South Korea’s Kospi index fell sharply, forcing authorities to temporarily halt trading on Wednesday.

Gold Prices Rebound After Recent Selloff

Gold prices recovered on Wednesday after experiencing a steep decline in the previous trading session.

Spot gold rose 1.7% to $5,176.75, after dropping nearly 5% the day before. Gold futures also gained about 1.3%.

The U.S. dollar index remained relatively stable after climbing nearly 1.5% over the previous two days.

Although gold typically benefits from safe-haven demand during geopolitical crises, the metal’s gains had recently been limited by the stronger U.S. dollar and its already elevated price levels.

CrowdStrike Reports Strong Quarterly Results

In corporate news, cybersecurity company CrowdStrike released fourth-quarter results that exceeded analysts’ expectations and issued financial guidance broadly in line with market forecasts.

The Austin-based company reported earnings of $1.12 per share, beating analysts’ estimates of $1.10 per share.

Revenue reached $1.31 billion, slightly above the $1.30 billion consensus forecast.

Company executives said that the rapid adoption of artificial intelligence technologies by businesses is increasing demand for cybersecurity solutions designed to protect AI systems, data, and digital infrastructure.

Despite the strong results, CrowdStrike shares declined slightly in extended trading.
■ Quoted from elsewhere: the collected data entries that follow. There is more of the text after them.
PR #477, opened 2019-06-16
Avoid performing prompt reset in zle-line-finish hook

### LINKED ISSUE #476: Terminal Marks don't work
### General information

- Pure version: 1.9.0
- ZSH version: 5.3 (x86_64-apple-darwin18.0)
- Terminal program & version: Terminal Version 2.9.5 (421.2)
- Operating system: macOS Mojave 10.14.5
- ZSH framework: antigen (I get the same problem when not loading antigen too)

I have:
- [] Tested with another terminal program and can reproduce the issue: I did not check other programs

### Problem description
I can't use the go to "previous/next mark" navigation in Termina properly anymore. They should go to the previous/last command prompt. If I load the pure theme now they just go to the first/last line. If I don't load the theme it works properly. I've also tried reinstalling the theme but it didn't work.

### Reproduction steps

1. Load the theme
2. Use the options in Edit > Marks

### My `.zshrc`:

Just loading the theme causes the problem on my machine

```shell
prompt pure
```

If I take out the second line it works again.

mafredri:
We can't perform a prompt reset at this point because it removes the prompt marks inserted by macOS Terminal.

This change will no longer allow the prompt to reset (from ❮ to ❯) when the user hits [Enter] in VI-mode. However, this might actually be the right thing to do.

Fixes #476.

### DIFF
--- a/pure.zsh
+++ b/pure.zsh
@@ -517,7 +517,8 @@ prompt_pure_reset_vim_prompt_widget() {
 	setopt localoptions noshwordsplit
 	prompt_pure_reset_prompt_symbol
 
-	prompt_pure_reset_prompt
+	# We can't perform a prompt reset at this point because it
+	# removes the prompt marks inserted by macOS Terminal.
 }
 
 prompt_pure_state_setup() {


sindresorhus:
@RexYuan Can you confirm this fixes your problem?

RexYuan:
Sorry for the delay. I just reinstalled with npm but it doesn't seem to work still. Should I have tried something else?

mafredri:
@RexYuan this is not yet part of any release. What you can do is e.g. download [`pure.zsh`](https://raw.githubusercontent.com/sindresorhus/pure/81d8e21914f7213fa018b5d6fb760c9ff35a9081/pure.zsh) from this PR and enable it or replace the one from `npm` with it.

RexYuan:
Thanks @mafredri. I tried the `pure.zsh` you provided and `sync.zsh` from master and indeed this fixed the problem. The marks are working again.

PR #480, opened 2019-06-22
Fixed `exec_time` colour

tonyspiff:


sindresorhus:
There's nothing to fix. It's working fine. Yes, the color has a different name than the environment variable, but we'll eventually fix that when we move all options to zstyle.

PR #481, opened 2019-06-25
Add zstyle color support to PS2

mafredri:
The most important part of this PR changes the PS2 prompt to use the actual `prompt:success` / `prompt:error` colors. The second part adds support for styling the PS2 part that prefixes the prompt indicator (e.g. `... quote`).

Not sure what to call it, went with `prompt2:faded` as it's the faded part of the PS2, but it might as well be called `prompt2:parser_status`.

### DIFF
--- a/readme.md
+++ b/readme.md
@@ -90,7 +90,7 @@ Colors can be changed by using [`zstyle`](http://zsh.sourceforge.net/Doc/Release
 - `path` (blue) - The current path, for example, `PWD`.
 - `prompt:error` (red) - The `PURE_PROMPT_SYMBOL` when the previous command has *failed*.
 - `prompt:success` (magenta) - The `PURE_PROMPT_SYMBOL` when the previous command has *succeded*.
-- `prompt2:faded` (242) - The color for showing the state of the parser in the continuation prompt (PS2).
+- `prompt:continuation` (242) - The color for showing the state of the parser in the continuation prompt (PS2). It's the pink part in [this screenshot](https://user-images.githubusercontent.com/147409/70068574-ebc74800-15f8-11ea-84c0-8b94a4b57ff4.png), it appears in the same spot as `virtualenv`. You could for example matching both colors so that Pure has a uniform look.
 - `user` (242) - The username when on remote machine.
 - `user:root` (default) - The username when the user is root.
 - `virtualenv` (242) - The name of the Python `virtualenv` when in use.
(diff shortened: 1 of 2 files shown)


readme.md
```diff
@@ -110,6 +110,7 @@ Colors can be changed by using [`zstyle`](http://zsh.sourceforge.net/Doc/Release
 - `path` (blue) - The current path, for example, `PWD`.
 - `prompt:error` (red) - The `PURE_PROMPT_SYMBOL` when the previous command has *failed*.
 - `prompt:success` (magenta) - The `PURE_PROMPT_SYMBOL` when the previous command has *succeded*.
+- `prompt2:faded` (242) - The color for showing the state of the parser in the continuation prompt (PS2).
```
ashb: How about `prompt:continuation`?

mafredri: The idea here was that we're already signaling it's the continuation prompt by putting it under `prompt2:` (PS2) instead of `prompt:`. The `faded` means it's the faded part _in front_ of the actual prompt indicator (`❯`), we don't want to indicate we're changing the prompt indicator color in any way. It's mostly similar to `virtualenv` in terms of positioning / look, but we can't really piggy-back on that color, unfortunately.

I'm open to alternative naming suggestions, but I'd like to keep the `prompt2:` separation. It's just that in that scenario `continuation` doesn't really make sense. In the future we might also make `prompt4` (debug) colors tweakable and having everything under one `prompt:` could get messy.

sindresorhus:
Why does the color here needs to be customizable? Doesn't seem like something many would care about. What would you personally set it to?

sindresorhus:
@mafredri ⬆️

mafredri:
> Why does the color here needs to be customizable? Doesn't seem like something many would care about. What would you personally set it to?

Sorry, missed this. The main reason I wanted to make this customizable is that `virtualenv` is customizable and being able to change this allows you to create a uniform prompt experience.

sindresorhus:
Can you fix the merge conflict and add the color setting to the ASCII art that shows where in the prompt it is?

readme.md
sindresorhus: Would be useful to include a use-case for wanting to change this color. (Your virtualenv use-case, for example)

mafredri: > Can you fix the merge conflict and add the color setting to the ASCII art that shows where in the prompt it is?

I’ll fix it when I get home today or tomorrow. Regarding the ASCII art, I’m not sure where / how to display it. Adding the continuation prompt there (new line) could look a bit weird. And it’s also not entirely correct to put it on the same line as virtualenv. Perhaps we could add a note of colors “not pictured” in the graph?

sindresorhus: Make the color pink, take a screenshot of your prompt with it and describe that it’s the pink part and link to the screenshot?

mafredri:
@sindresorhus I've amended the feedback and I decided to use @ashb's naming suggestion (thanks!) while I was at it.

PR #491, opened 2019-08-14
Add coloring for git dirty-asterisk

pgoodbread:
I added an option to define the coloring of only the asterisk on the git branch, because I tend to overlook it, if it is the same color

### DIFF
--- a/pure.zsh
+++ b/pure.zsh
@@ -123,6 +123,7 @@ prompt_pure_preprompt_render() {
 
 	# Set color for Git branch/dirty status and change color if dirty checking has been delayed.
 	local git_color=$prompt_pure_colors[git:branch]
+	local git_dirty_color=$prompt_pure_colors[git:branch:dirty]
 	[[ -n ${prompt_pure_git_last_dirty_check_timestamp+x} ]] && git_color=$prompt_pure_colors[git:branch:cached]
 
 	# Initialize the preprompt array.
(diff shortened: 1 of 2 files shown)


readme.md
```diff
@@ -106,6 +106,7 @@ Colors can be changed by using [`zstyle`](http://zsh.sourceforge.net/Doc/Release
 - `git:arrow` (cyan) - For `PURE_GIT_UP_ARROW` and `PURE_GIT_DOWN_ARROW`.
 - `git:branch` (242) - The name of the current branch when in a Git repository.
 - `git:branch:cached` (red) - The name of the current branch when the data isn't fresh.
+- `git:branch:dirty` (208) - The asterisk showing the branch is dirty.
```
sindresorhus: I think it should be `git:dirty`. While the symbol is shown with the branch, it's not really related to the branch name.

sindresorhus: Can you find a brown color that is a bit less saturated/dimmed?

pgoodbread: Thanks for your feedback! 

I changed my commit, I hope the color fits this time. Otherwise you may suggest one and I can implement it.

pure.zsh
```diff
@@ -672,6 +673,7 @@ prompt_pure_setup() {
 		git:arrow            cyan
 		git:branch           242
 		git:branch:cached    red
+		git:dirty     		 130
```
mafredri: Do we want to default this to a new color? I'd really like this color to default to whatever `git:branch` color is set to. For example, git:branch is 242, this is 242. Or, user changes git:branch to 130, this is 130. That is, unless the user specifies this one explicitly in which case that overrides it.

Is it too hidden / hard to understand? Thoughts @sindresorhus?

PS. Indentation is a bit off here (mixed tab/spaces).

sindresorhus: I don't think we want implicit behavior because `git:branch` color changed. They should all be independent. As for the color change, I think it's nice to make the dirty status a little bit more visible than the branch info. I'm not totally sold on the color though, but we can play around with it later on and decide on what color to use.

sindresorhus:
@pgoodbread Can you fix the merge conflict?

pure.zsh
sindresorhus: We've decided to go with `218` as the default color.

sindresorhus:
Thanks for this awesome contribution :)

PR #493, opened 2019-08-23
Use ellipsis for continuation prompt (PS2)

bricewge:
I had a go at tweaking the PS2 prompt that have found unbalanced. Putting the ellipsis just before the prompt symbol looks more boring and replacing the 3 dots with an UTF-8 character reduce the line width. Related with the discussion at https://github.com/sindresorhus/pure/pull/323.
2019-08-23T17:25:25+02:00
On the left you can see the current style and on the right the style in this PR.

I have no strong opinion on this PR, fell free to ditch it's not to your liking.
WDYT?

---

<details>
<summary>
<b>IssueHunt Summary</b>
</summary>

IssueHunt has been backed by the following sponsors. [Become a sponsor](https://issuehunt.io/membership/members)
</details>

### DIFF
--- a/pure.zsh
+++ b/pure.zsh
@@ -701,8 +701,8 @@ prompt_pure_setup() {
 	# Prompt turns red if the previous command didn't exit with 0.
 	PROMPT+='%(?.%F{$prompt_pure_colors[prompt:success]}.%F{$prompt_pure_colors[prompt:error]})${prompt_pure_state[prompt]}%f '
 
-	# Indicate continuation prompt by ... and use a darker color for it.
-	PROMPT2='%F{242}... %(1_.%_ .%_)%f%(?.%F{magenta}.%F{red})${prompt_pure_state[prompt]}%f '
+	# Indicate continuation prompt by … and use a darker color for it.
+	PROMPT2='%F{242}%_… %f%(?.%F{magenta}.%F{red})${prompt_pure_state[prompt]}%f '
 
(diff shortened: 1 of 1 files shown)


mafredri:
I kinda like this change but it's not clear to me why the order of `...` and `cmdand` was changed.

- Before: `... cmdand ❯`
- Now: `cmdand… ❯`
- Why not? `… cmdand ❯` or `…cmdand ❯`

The idea of the dots was to signify that the previous prompt continues on this line, especially when `cmdand` et co. is missing. When it appears after `cmdand` I don't really understand what it's purpose is.

mafredri:
Hmm, I did give all three variants a try (now/why not), and I do see that "now" kind of looks the best visually, not sure if it conveys the same message but I guess it could work 😄.

Any thoughts on this @sindresorhus?

mafredri:
For reference:
Screen Shot 2019-09-08 at 20 03 42
Screen Shot 2019-09-08 at 20 03 55
Screen Shot 2019-09-08 at 20 04 13

bricewge:
> [...] I do see that "now" kind of looks the best visually

That was my reasoning behind changing the ellipsis position, but it's highly subjective.

> When it appears after cmdand I don't really understand what it's purpose is.

Here it's meaning is to it indicate that the "cmdand" continue on that line and that the user is expected to enter something. I see the ellipsis like the underline dots used on some forms to indicate where to write the content.

mafredri:
Thanks for this @bricewge!

PR #505, opened 2019-10-19
Renice the async worker

symphorien:
Entering a large git repository on a hard drive would noticeably slow down
the whole system. This attempts to solve this problem.

### DIFF
--- a/pure.zsh
+++ b/pure.zsh
@@ -341,7 +341,7 @@ prompt_pure_async_renice() {
 	fi
 
 	if command -v ionice >/dev/null; then
-		command ionice -c 3 -p $$
+		command ionice --class 3 --pid $$
 	fi
 }
 
--- a/pure.zsh
+++ b/pure.zsh
@@ -337,7 +337,7 @@ prompt_pure_async_renice() {
 	setopt localoptions noshwordsplit
 
 	if command -v renice >/dev/null; then
-		command renice +15 -p $$
+		command renice +15 --pid $$
 	fi
 
 	if command -v ionice >/dev/null; then
--- a/pure.zsh
+++ b/pure.zsh
@@ -331,6 +331,16 @@ prompt_pure_async_git_arrows() {
 	command git rev-list --left-right --count HEAD...@'{u}'
 }
 
+prompt_pure_async_renice() {
+	setopt localoptions noshwordsplit
+	if command -v renice >/dev/null; then
+		command renice +15 -p $$
+	fi
+	if command -v ionice >/dev/null; then
+		command ionice -c 3 -p $$
+	fi
+}
+
 prompt_pure_async_tasks() {
 	setopt localoptions noshwordsplit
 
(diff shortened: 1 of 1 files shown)


pure.zsh
```diff
@@ -503,6 +514,10 @@ prompt_pure_async_callback() {
 					;;
 			esac
 			;;
+		prompt_pure_async_renice)
+			# we tried to renice the worker, but if it failed, well, there
+			# is nothing we can do.
```
mafredri: This comment should be removed or reworded. It does not necessarily mean the renice failed, it only indicates that the command completed. Status code is located in `$code`, but it doesn't tell the whole story, e.g. `renice` could've failed, but `ionice` succeeded, which would result in "success".

pure.zsh
```diff
@@ -331,6 +331,16 @@ prompt_pure_async_git_arrows() {
 	command git rev-list --left-right --count HEAD...@'{u}'
 }
 
+prompt_pure_async_renice() {
+	setopt localoptions noshwordsplit
+	if command -v renice >/dev/null; then
+		command renice +15 -p $$;
+	fi
+	if command -v ionice >/dev/null; then
+		command ionice -c 3 -p $$;
```
mafredri: Let's remove the trailing semi-colons here (they serve no purpose).

pure.zsh
symphorien: Removed

pure.zsh
symphorien: Done

pure.zsh
```diff
@@ -331,6 +331,16 @@ prompt_pure_async_git_arrows() {
 	command git rev-list --left-right --count HEAD...@'{u}'
 }
 
+prompt_pure_async_renice() {
```
sindresorhus: Can you add a code comment about what this does and why? For posterity.

symphorien: done

pure.zsh
```diff
@@ -331,6 +331,20 @@ prompt_pure_async_git_arrows() {
 	command git rev-list --left-right --count HEAD...@'{u}'
 }
 
+# Try to lower the priority of the worker so that disk heavy operations
+# like `git status` has less impact on the system responsivity.
+prompt_pure_async_renice() {
+	setopt localoptions noshwordsplit
+
+	if command -v renice >/dev/null; then
+		command renice +15 -p $$
```
sindresorhus:
```suggestion
		command renice +15 --pid $$
```

for readability

pure.zsh
```diff
@@ -331,6 +331,20 @@ prompt_pure_async_git_arrows() {
...
+	fi
+
+	if command -v ionice >/dev/null; then
+		command ionice -c 3 -p $$
```
sindresorhus: Same here

pure.zsh
mafredri: These long flags won’t be available e.g. on `busybox` systems, perhaps others. would result in error. The short ones at least are pretty universal.

symphorien: Should I revert to short names, then?

mafredri: I think that would be best. Otherwise I think we will start seeing bug reports about the errors it would cause on such systems.

symphorien: done

PR #510, opened 2019-11-11
Fix 'getting started' instructions

### LINKED ISSUE #507: Manual install steps don't work
### General information

- Pure version: master
- ZSH version: 5.7.1
- Terminal program & version: iTerm
- Operating system: macOS Sierra
- ZSH framework: None

I have:
- [x] Tested with another terminal program and can reproduce the issue: 

### Problem description

The instructions seem to be wrong.

### Reproduction steps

OpenAI Reportedly Considering New NATO Contract

Media reports also indicated that OpenAI is exploring a potential agreement with NATO following its recently announced partnership with the U.S. Department of Defense.

According to the Wall Street Journal, OpenAI CEO Sam Altman initially suggested that the company was considering deploying its artificial intelligence technology across NATO’s classified networks. However, an OpenAI spokesperson later clarified that the discussion relates to unclassified networks.

Reuters also reported that the company is considering deploying its AI systems across NATO’s unclassified infrastructure.

The potential agreement comes shortly after OpenAI signed a deal to deploy its AI technology within the Pentagon’s classified network.

The agreement followed a dispute between the U.S. government and rival AI firm Anthropic, which had been labeled a supply chain risk after refusing to allow its AI models to be used for mass surveillance or fully autonomous weapons systems.